[Stored data]
*-*-*
PR #8107, opened 2026-06-03
Add per-cluster HTTP(S) proxy configuration

### LINKED ISSUE #7609: Allow per-cluster HTTP proxy configuration via KKP API/UI

Our customers would like the ability to set individual HTTP proxy settings for each of their user clusters. Currently, this configuration is only supported at the management layer and cannot be set per cluster.

**Request**: 
Expose HTTP proxy configuration options in the KKP API and UI so that individual users can configure HTTP proxy settings on a per-cluster basis.

**Internal reference:** 8379

KhizerRehan:
This PR adds the ability to configure a per-cluster HTTP(S) proxy (httpProxy/noProxy) from the dashboard API and UI, so clusters in restricted/air-gapped networks can route node egress through a proxy independent of the datacenter/seed defaults.

**Cluster Wizard**

Screenshot 2026-06-15 at 8 11 21 PM

Screenshot 2026-06-15 at 8 11 16 PM

**Cluster Edit**
Screenshot 2026-06-15 at 10 10 45 PM

**Cluster Summary**

image

**Cluster Details Page**

Screenshot 2026-06-03 at 5 56 49 PM

**Validations**
Screenshot 2026-06-03 at 11 30 10 AM

**Cluster Template Persistance**
Screenshot 2026-06-03 at 12 59 15 PM

Additional Change
Screenshot 2026-06-15 at 8 11 09 PM

  

Fixes #7609 

**What type of PR is this?**
/kind feature

```release-note
Add support for configuring a per-cluster HTTP(S) proxy (httpProxy/noProxy) from the cluster wizard, edit dialog, and cluster templates.
```

**Documentation**:

```documentation
https://github.com/kubermatic/docs/pull/2236
```

**Test issue**:

```test-issue
TBD
```


buraksekili (commented):
/lgtm

LGTM from my side. I checked the attached screenshot - it helped me to review, thank you @KhizerRehan!

I'll leave the review of the UI changes to @ahmadhamzh.

modules/web/src/app/cluster/details/cluster/edit-cluster/template.html
```diff
@@ -156,6 +156,7 @@
       </km-chip-list>
       }
 
+
```
ahmadhamzh: is this a leftover empty line ?

modules/web/src/app/cluster/details/cluster/edit-cluster/template.html
```diff
@@ -416,6 +417,38 @@
       </mat-form-field>
       }
 
+      <!-- Per-cluster HTTP(S) proxy override (operating-system-manager). -->
+      <div>
+        <mat-card-header class="km-no-padding km-proxy-settings">
```
ahmadhamzh: `Proxy Settings` is sub field of `Network Configuration` right ? so i think we shouldn't use `mat-card-header` here

also i have a concern about the placement of `Proxy Settings`, should it be located under `proxy mode`, are they related to each other ?

modules/web/src/app/cluster/details/cluster/edit-cluster/template.html
```diff
@@ -416,6 +417,38 @@
...
+          <mat-card-title>Proxy Settings <i class="km-icon-info km-pointer"
```
ahmadhamzh: i think the info icon needs to be a little bit closer to the title.

Image

modules/api/pkg/test/e2e/utils/apiclient/models/proxy_settings.go
```diff
@@ -13,8 +13,8 @@ import (
 	"github.com/go-openapi/swag"
 )
 
-// ProxySettings ProxySettings allow configuring a HTTP proxy for the controlplanes
-// and nodes.
+// ProxySettings ProxySettings holds the per-cluster HTTP(S) proxy configuration. Empty values mean the
+// cluster inherits the datacenter/seed proxy settings.
```
ahmadhamzh: the reason this change happened is that the new type `ProxySettings` struct in `pkg/api/v1/types.go` has the same name as `kubermaticv1.ProxySettings` causing a swagger name conflict,
the generator resolved it by overwriting the existing `ProxySettings` definition with the new one.

the impact is documentation only so the API works correctly, it can be fixed by renaming the new type to something like `ClusterProxySettings`

ahmadhamzh (commented):
PTAL

modules/web/src/app/cluster/details/cluster/edit-cluster/template.html
KhizerRehan: - I used to align font-size similar to other headings to avoid extra css manually
- regarding layout position: I am thought placing at bottom is fine but i have don't have any input and not sure if they are related but i kept under Network Configuration bottom of all configurations

let me know wdyt or any better place?

modules/api/pkg/test/e2e/utils/apiclient/models/proxy_settings.go
KhizerRehan: Oh! I see you mean we ahve 2 levels ProxySettings
- Datacenter Level
- Cluster Level

To avoid confusion at Swagger level at API side we can cluster level -> to `ClusterProxySettings` but i think i checked KKP for seed and cluster level we are using same 

```
type ProxySettings struct 
```

should we remove the new one and use existing one thoughts?

@ahmadhamzh

modules/web/src/app/cluster/details/cluster/edit-cluster/template.html
ahmadhamzh: my bad i should mention this comment in `src/app/wizard/step/cluster/template.html` , but to be honest im not sure whether we need a header here or not, i think the edit dialog is not organised very well,
any way so at least this comment should be fixed in the wizard view

modules/api/pkg/test/e2e/utils/apiclient/models/proxy_settings.go
ahmadhamzh: > should we remove the new one and use existing one thoughts?

yeh i think that is better since it's already have the `httpProxy` and `noProxy` .

KhizerRehan: fixed: Changes Struct name to ClusterProxySettings

modules/web/src/app/cluster/details/cluster/edit-cluster/component.ts
```diff
@@ -651,9 +669,26 @@ export class EditClusterComponent implements OnInit, OnDestroy {
...
+    patch.spec.componentsOverride = this._getProxyComponentsOverride();
+
     return this._clusterService.patch(this.projectID, this.cluster.id, patch, true).pipe(take(1));
   }
 
+  // Per-cluster HTTP(S) proxy override. Empty values clear the override so the cluster
+  // re-inherits the datacenter/seed proxy settings.
+  private _getProxyComponentsOverride(): ComponentSettings {
+    const noProxyRaw = this.form.get(Controls.NoProxy)?.value;
+    const noProxyValues: string[] = Array.isArray(noProxyRaw) ? noProxyRaw : (noProxyRaw?.tags ?? []);
```
ahmadhamzh: since the [chip list wrapped tags issue](https://github.com/kubermatic/dashboard/pull/8113) PR is merged maybe we can fetch the latest changes and fix it here, right ?

ahmadhamzh (commented):
one small comment

modules/web/src/app/cluster/details/cluster/edit-cluster/component.ts
KhizerRehan: Thx!
Fixed

ahmadhamzh (approved):
/approve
*-*-*
Copy out, in full, each line above that has the word "since" in it.

▶ Answer to the problem
yeh i think that is better since it's already have the `httpProxy` and `noProxy` .
ahmadhamzh: since the [chip list wrapped tags issue](https://github.com/kubermatic/dashboard/pull/8113) PR is merged maybe we can fetch the latest changes and fix it here, right ?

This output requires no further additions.